# [PROBLEM STATEMENT]
Please repeat the data exactly, leaving nothing out.

# [SUPPLIED DATA]
▼▼▼
PR #2748, opened 2017-10-27
Move normal mode and its commands out of vimium_frontend.coffee

mrmr1993:
`vimium_frontend.coffee` has become quite large and disorganised, with a lot of things that could be separated out. This PR moves the `NormalMode` constructor and its commands into their own file, shortening `vimium_frontend.coffee` by over 200 LOC.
▲▲▲
# [THE ANSWER]
PR #2748, opened 2017-10-27
Move normal mode and its commands out of vimium_frontend.coffee

mrmr1993:
`vimium_frontend.coffee` has become quite large and disorganised, with a lot of things that could be separated out. This PR moves the `NormalMode` constructor and its commands into their own file, shortening `vimium_frontend.coffee` by over 200 LOC.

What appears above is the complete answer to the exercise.